For this exercise, transcribe all the records below exactly.
Start of INFORMATION PROVIDED
PR #7831, opened 2024-06-12
Fail early when installing ADOT if cert-manager is not present on cluster

TiberiuGC:
### Description

Related to https://github.com/eksctl-io/eksctl/issues/6171

### Checklist
- [x] Manually tested

### DIFF
--- a/pkg/actions/addon/create.go
+++ b/pkg/actions/addon/create.go
@@ -3,9 +3,11 @@ package addon
 import (
 	"context"
 	"fmt"
+	"slices"
 	"strings"
 	"time"
 
+	v1 "k8s.io/api/apps/v1"
 	metav1 "k8s.io/apimachinery/pkg/apis/meta/v1"
 
 	"github.com/pkg/errors"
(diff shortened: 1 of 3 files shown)


pkg/actions/addon/create.go
```diff
@@ -474,6 +480,35 @@ func (a *Manager) createStack(ctx context.Context, resourceSet builder.ResourceS
...
+			return fmt.Errorf("creating K8s client set: %w", err)
+		}
+		listDeploymentsOut, err := clientSet.AppsV1().Deployments("").List(ctx, metav1.ListOptions{})
+		if err != nil {
+			return fmt.Errorf("listing k8s deployments: %w", err)
+		}
+		for _, name := range certManagerDeployments {
+			if !slices.ContainsFunc(listDeploymentsOut.Items, func(d v1.Deployment) bool {
+				return d.Name == name
+			}) {
```
a-hilaly, line 502: Maybe we could use label selectors instead?

pkg/actions/addon/create.go
```diff
@@ -474,6 +480,35 @@ func (a *Manager) createStack(ctx context.Context, resourceSet builder.ResourceS
...
 
+func (a *Manager) checkAddonPrereqs(ctx context.Context, addonName string) error {
+	switch addonName {
+	case api.AdotAddon:
+		certManagerDeployments := []string{
+			"cert-manager",
+			"cert-manager-cainjector",
+			"cert-manager-webhook",
+		}
+		clientSet, err := a.createClientSet()
```
a-hilaly, line 491: QQ: do we re-create clientSets for each seperate "component" in eksctl?

a-hilaly (commented):
My 2c: I understand that this is a highly requested feature but I'm not sure if it's right for us to try to solve this problem. Managing components like the cert manager sounds like a very tricky/risky task. Helm charts could evolve over time, potentially breaking things, and CRDs might change. This raises questions like whether we want to force CRD upgrades. What about version compatibility matrices? Additionally, what if users are utilizing cert-manager for other purposes? (and probably there are some other risks..)

Perhaps users could just manage cert-manager using `helm` CLi and take ownership of the cert-manager deployment themselves?

PR #7838, opened 2024-06-15
use string in logging instead of wrapping error

moreandres:
Using %w outside of fmt.Errorf is not appropriate because %w is intended specifically for error wrapping.


cPu1 (approved):
This is a known issue that affects some other logging calls as well.

PR #8081, opened 2024-12-11
Migrate dependent goformation module to a local fork

cheeseandcereal:
### Description

This PR migrates away from using the goformation fork at https://github.com/weaveworks/goformation/tree/master.next to a 'local' fork within this repo under the `goformation/` subdirectory.

The fork at `weaveworks/goformation` is really only used for this project, so maintaining a separate repo for a separate fork which requires manual updates adds complexity to the update process when releasing new features. Given that the upstream repository `awslabs/goformation` is archived, we are on our own for the maintenance of this fork, and shouldn't encourage its use elsewhere anyways.

Longer term, we may want to investigate alternatives to this dependent module/package, but for now, this just moves the dependency into the same repository here so we can more easily update it.

This PR also updates some of the golangci-lint config since it was using deprecated options; we are excluding goformation from being linted with the rest of the project.

I was able to build/run the tests/confirm everything is still working.

### Checklist
- [x] Manually tested


a-hilaly (approved):
Great call, thanks Adam!

PR #8125, opened 2025-01-10
Upgrade to go 1.22

bryantbiggs:
### Description

1.21 reached end of support in August of 2024. 
1.22 was chosen because there were errors thrown on 1.23 - tabled for later date. 

This PR is a bit larger than usual given the way the prior Docker images were configured in order to update the go version. Previously, it appears that you would need to perform the following to update the go version:
1. Create your git branch
2. Update the go version references throughout the codebase to the desired version
3. Build and push the [`eksctl` "build" image](https://github.com/eksctl-io/eksctl/tree/main/build/docker) to ECR. This means that only maintainers with write access to ECR can update go versions, and this is done locally! Not great
4. Grab the sha digest of the "build" image pushed to ECR, update the main [Dockerfile](https://github.com/eksctl-io/eksctl/blob/389f0717a0b8d374e57bd83a75209e59578229ab/Dockerfile#L1) with the new digest
5. Proceed to open pull request with changes

This is interesting for two reasons:
1. It requires a human in the loop which opens up various issues in terms of supply chain, access, and does not allow OSS contributions for this update
2. The "build" image includes a lot of dev type tooling (helm, kubectl, aws-iam-authenticator, etc.) but the `eksctl` binary is copied out of this dev build image into the resulting final image. If this psuedo development environment image was of value, there are probably better ways to achieve this using multi-stage builds and removing the need to have a person push the intermediate image to ECR from their local machine

To simplify, this PR removes the dev build image entirely which removes the majority of the complexity in this process. The resulting image that is pushed to ECR is based on other K8s/EKS images. I did not get a chance to dig into the code generation and whether any of that is used in the resulting final executable or if that is only for testing, but there could be further simplification - tabled for a later date.

With this changes, we therefore can remove the following:
- The `.requirements` file is removed which avoids version skew issues; any binaries needed are instead installed via `go install ...` in the Makefile [before their use](https://github.com/eksctl-io/eksctl/compare/main...bryantbiggs:feat/go-1-22?expand=1#diff-76ed074a9305c04054cdebb9e9aad2d818052b07091de1f20cad0bbac34ffb52R140)
  - This removes the need for the `install-build-deps` Make target
- With building the binary in the final image, the `eksctl-build` image, scripts, and manifests are removed
  - This removes the `.github/workflows/ecr-publish-build.yaml` workflow
  - This removes the need for `Makefile.docker`
- `.github/workflows/build-all-distros-nightly.yaml` workflow is removed since its redundant of the CI checks, and has been failing for some time
- `.github/workflows/cache-dependencies.yaml` workflow is removed since there are already a number of cache points in the workflows and we are over-caching which is rendering this moot 
  image

With this change, an outside OSS contributor can now update the version go and build, test, and validate that change before creating a PR without any maintainer involvement. 

### Checklist
- [x] Manually tested


bryantbiggs:
Link checker failing because it looks like macports.org is offline - will wait to see if it comes back online before adding to the ignored links

Makefile
```diff
@@ -139,7 +138,10 @@ delete-integration-test-dev-cluster: build ## Delete the test cluster for use wh
 ##@ Code Generation
 
 .PHONY: generate-always
-generate-always: pkg/addons/default/assets/aws-node.yaml ## Generate code (required for every build)
+generate-always: ## Generate code (required for every build)
+	go install github.com/maxbrunsfeld/counterfeiter/v6
+	go install github.com/vektra/mockery/v2
+	go install github.com/vburenin/ifacemaker
```
a-hilaly, line 144: super nit: we can move the go installs under a differ make rule and just call it here:
```suggestion
generate-always: install-gen-tools ## Generate code (required for every build)
```

Makefile
```diff
@@ -91,18 +88,20 @@ unit-test: check-all-generated-files-up-to-date unit-test-no-generate
 
 .PHONY: unit-test-no-generate ## Run unit test only
 unit-test-no-generate:
+	go install github.com/cloudflare/cfssl/cmd/...@latest
 	CGO_ENABLED=0 go test  -tags=release ./pkg/... ./cmd/... $(UNIT_TEST_ARGS)
 
 .PHONY: unit-test-race
 unit-test-race: ## Run unit test with race detection
+	go install github.com/cloudflare/cfssl/cmd/...@latest
 	CGO_ENABLED=1 go test -race ./pkg/... ./cmd/... $(UNIT_TEST_ARGS)
```
a-hilaly, line 97: is `cfssl` binary being called inside the unit tests?

a-hilaly (commented):
Awesome! Thank you @bryantbiggs for working on this! :) i left a couple comments in line

Makefile
bryantbiggs: unfortunately, yes https://github.com/eksctl-io/eksctl/blob/83e5cccfb245d3f281fc031605f8082af3e64ced/pkg/iam/oidc/testdata/Makefile#L15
End of INFORMATION PROVIDED
# [RESULT]
PR #7831, opened 2024-06-12
Fail early when installing ADOT if cert-manager is not present on cluster

TiberiuGC:
### Description

Related to https://github.com/eksctl-io/eksctl/issues/6171

### Checklist
- [x] Manually tested

### DIFF
--- a/pkg/actions/addon/create.go
+++ b/pkg/actions/addon/create.go
@@ -3,9 +3,11 @@ package addon
 import (
 	"context"
 	"fmt"
+	"slices"
 	"strings"
 	"time"
 
+	v1 "k8s.io/api/apps/v1"
 	metav1 "k8s.io/apimachinery/pkg/apis/meta/v1"
 
 	"github.com/pkg/errors"
(diff shortened: 1 of 3 files shown)


pkg/actions/addon/create.go
```diff
@@ -474,6 +480,35 @@ func (a *Manager) createStack(ctx context.Context, resourceSet builder.ResourceS
...
+			return fmt.Errorf("creating K8s client set: %w", err)
+		}
+		listDeploymentsOut, err := clientSet.AppsV1().Deployments("").List(ctx, metav1.ListOptions{})
+		if err != nil {
+			return fmt.Errorf("listing k8s deployments: %w", err)
+		}
+		for _, name := range certManagerDeployments {
+			if !slices.ContainsFunc(listDeploymentsOut.Items, func(d v1.Deployment) bool {
+				return d.Name == name
+			}) {
```
a-hilaly, line 502: Maybe we could use label selectors instead?

pkg/actions/addon/create.go
```diff
@@ -474,6 +480,35 @@ func (a *Manager) createStack(ctx context.Context, resourceSet builder.ResourceS
...
 
+func (a *Manager) checkAddonPrereqs(ctx context.Context, addonName string) error {
+	switch addonName {
+	case api.AdotAddon:
+		certManagerDeployments := []string{
+			"cert-manager",
+			"cert-manager-cainjector",
+			"cert-manager-webhook",
+		}
+		clientSet, err := a.createClientSet()
```
a-hilaly, line 491: QQ: do we re-create clientSets for each seperate "component" in eksctl?

a-hilaly (commented):
My 2c: I understand that this is a highly requested feature but I'm not sure if it's right for us to try to solve this problem. Managing components like the cert manager sounds like a very tricky/risky task. Helm charts could evolve over time, potentially breaking things, and CRDs might change. This raises questions like whether we want to force CRD upgrades. What about version compatibility matrices? Additionally, what if users are utilizing cert-manager for other purposes? (and probably there are some other risks..)

Perhaps users could just manage cert-manager using `helm` CLi and take ownership of the cert-manager deployment themselves?

PR #7838, opened 2024-06-15
use string in logging instead of wrapping error

moreandres:
Using %w outside of fmt.Errorf is not appropriate because %w is intended specifically for error wrapping.


cPu1 (approved):
This is a known issue that affects some other logging calls as well.

PR #8081, opened 2024-12-11
Migrate dependent goformation module to a local fork

cheeseandcereal:
### Description

This PR migrates away from using the goformation fork at https://github.com/weaveworks/goformation/tree/master.next to a 'local' fork within this repo under the `goformation/` subdirectory.

The fork at `weaveworks/goformation` is really only used for this project, so maintaining a separate repo for a separate fork which requires manual updates adds complexity to the update process when releasing new features. Given that the upstream repository `awslabs/goformation` is archived, we are on our own for the maintenance of this fork, and shouldn't encourage its use elsewhere anyways.

Longer term, we may want to investigate alternatives to this dependent module/package, but for now, this just moves the dependency into the same repository here so we can more easily update it.

This PR also updates some of the golangci-lint config since it was using deprecated options; we are excluding goformation from being linted with the rest of the project.

I was able to build/run the tests/confirm everything is still working.

### Checklist
- [x] Manually tested


a-hilaly (approved):
Great call, thanks Adam!

PR #8125, opened 2025-01-10
Upgrade to go 1.22

bryantbiggs:
### Description

1.21 reached end of support in August of 2024. 
1.22 was chosen because there were errors thrown on 1.23 - tabled for later date. 

This PR is a bit larger than usual given the way the prior Docker images were configured in order to update the go version. Previously, it appears that you would need to perform the following to update the go version:
1. Create your git branch
2. Update the go version references throughout the codebase to the desired version
3. Build and push the [`eksctl` "build" image](https://github.com/eksctl-io/eksctl/tree/main/build/docker) to ECR. This means that only maintainers with write access to ECR can update go versions, and this is done locally! Not great
4. Grab the sha digest of the "build" image pushed to ECR, update the main [Dockerfile](https://github.com/eksctl-io/eksctl/blob/389f0717a0b8d374e57bd83a75209e59578229ab/Dockerfile#L1) with the new digest
5. Proceed to open pull request with changes

This is interesting for two reasons:
1. It requires a human in the loop which opens up various issues in terms of supply chain, access, and does not allow OSS contributions for this update
2. The "build" image includes a lot of dev type tooling (helm, kubectl, aws-iam-authenticator, etc.) but the `eksctl` binary is copied out of this dev build image into the resulting final image. If this psuedo development environment image was of value, there are probably better ways to achieve this using multi-stage builds and removing the need to have a person push the intermediate image to ECR from their local machine

To simplify, this PR removes the dev build image entirely which removes the majority of the complexity in this process. The resulting image that is pushed to ECR is based on other K8s/EKS images. I did not get a chance to dig into the code generation and whether any of that is used in the resulting final executable or if that is only for testing, but there could be further simplification - tabled for a later date.

With this changes, we therefore can remove the following:
- The `.requirements` file is removed which avoids version skew issues; any binaries needed are instead installed via `go install ...` in the Makefile [before their use](https://github.com/eksctl-io/eksctl/compare/main...bryantbiggs:feat/go-1-22?expand=1#diff-76ed074a9305c04054cdebb9e9aad2d818052b07091de1f20cad0bbac34ffb52R140)
  - This removes the need for the `install-build-deps` Make target
- With building the binary in the final image, the `eksctl-build` image, scripts, and manifests are removed
  - This removes the `.github/workflows/ecr-publish-build.yaml` workflow
  - This removes the need for `Makefile.docker`
- `.github/workflows/build-all-distros-nightly.yaml` workflow is removed since its redundant of the CI checks, and has been failing for some time
- `.github/workflows/cache-dependencies.yaml` workflow is removed since there are already a number of cache points in the workflows and we are over-caching which is rendering this moot 
  image

With this change, an outside OSS contributor can now update the version go and build, test, and validate that change before creating a PR without any maintainer involvement. 

### Checklist
- [x] Manually tested


bryantbiggs:
Link checker failing because it looks like macports.org is offline - will wait to see if it comes back online before adding to the ignored links

Makefile
```diff
@@ -139,7 +138,10 @@ delete-integration-test-dev-cluster: build ## Delete the test cluster for use wh
 ##@ Code Generation
 
 .PHONY: generate-always
-generate-always: pkg/addons/default/assets/aws-node.yaml ## Generate code (required for every build)
+generate-always: ## Generate code (required for every build)
+	go install github.com/maxbrunsfeld/counterfeiter/v6
+	go install github.com/vektra/mockery/v2
+	go install github.com/vburenin/ifacemaker
```
a-hilaly, line 144: super nit: we can move the go installs under a differ make rule and just call it here:
```suggestion
generate-always: install-gen-tools ## Generate code (required for every build)
```

Makefile
```diff
@@ -91,18 +88,20 @@ unit-test: check-all-generated-files-up-to-date unit-test-no-generate
 
 .PHONY: unit-test-no-generate ## Run unit test only
 unit-test-no-generate:
+	go install github.com/cloudflare/cfssl/cmd/...@latest
 	CGO_ENABLED=0 go test  -tags=release ./pkg/... ./cmd/... $(UNIT_TEST_ARGS)
 
 .PHONY: unit-test-race
 unit-test-race: ## Run unit test with race detection
+	go install github.com/cloudflare/cfssl/cmd/...@latest
 	CGO_ENABLED=1 go test -race ./pkg/... ./cmd/... $(UNIT_TEST_ARGS)
```
a-hilaly, line 97: is `cfssl` binary being called inside the unit tests?

a-hilaly (commented):
Awesome! Thank you @bryantbiggs for working on this! :) i left a couple comments in line

Makefile
bryantbiggs: unfortunately, yes https://github.com/eksctl-io/eksctl/blob/83e5cccfb245d3f281fc031605f8082af3e64ced/pkg/iam/oidc/testdata/Makefile#L15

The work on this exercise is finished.